EXERCISE REQUIREMENTS:
Please copy out the entries until you have copied the line that contains "This enables the", beginning with the first line.
Start of SOURCE MATERIAL
PR #969, opened 2019-10-09
[ElasticDL] Enable end-to-end test for ElasticDL submitter with Maxcompute

terrytangyuan:
This enables the end-to-end test for ElasticDL submitter with Maxcompute. This also includes:
* A bunch of issues in the codegen template, `main_test.go`, and the parsing of numeric args.
* Printing out the detailed error messages if `elasticdl` command failed.

Note that there is still some work needed to check the success status of each pod created by ElasticDL, which will be done in a follow-up PR later.


pkg/sql/codegen_elasticdl.go
```diff
@@ -279,10 +285,17 @@ func elasticDLPredict(w *PipeWriter, pr *extendedSelect, db *DB, cwd string, ses
...
-	if e := cmd.Run(); e != nil {
-		return fmt.Errorf("code %v failed %v", modelDefCode, e)
+	stderr, _ := cmd.StderrPipe()
+	if err := cmd.Start(); err != nil {
+		log.Fatal(err)
+	}
+
+	scanner := bufio.NewScanner(stderr)
+	for scanner.Scan() {
+		fmt.Println(scanner.Text())
```
tonyyang-svail: Why `fmt.Println`? Shouldn't we send the logs to the user via `cw`?

terrytangyuan: Thanks. Fixed.

tonyyang-svail (approved):
LGTM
End of SOURCE MATERIAL
ANSWER TO THE PROBLEM:
PR #969, opened 2019-10-09
[ElasticDL] Enable end-to-end test for ElasticDL submitter with Maxcompute

terrytangyuan:
This enables the end-to-end test for ElasticDL submitter with Maxcompute. This also includes:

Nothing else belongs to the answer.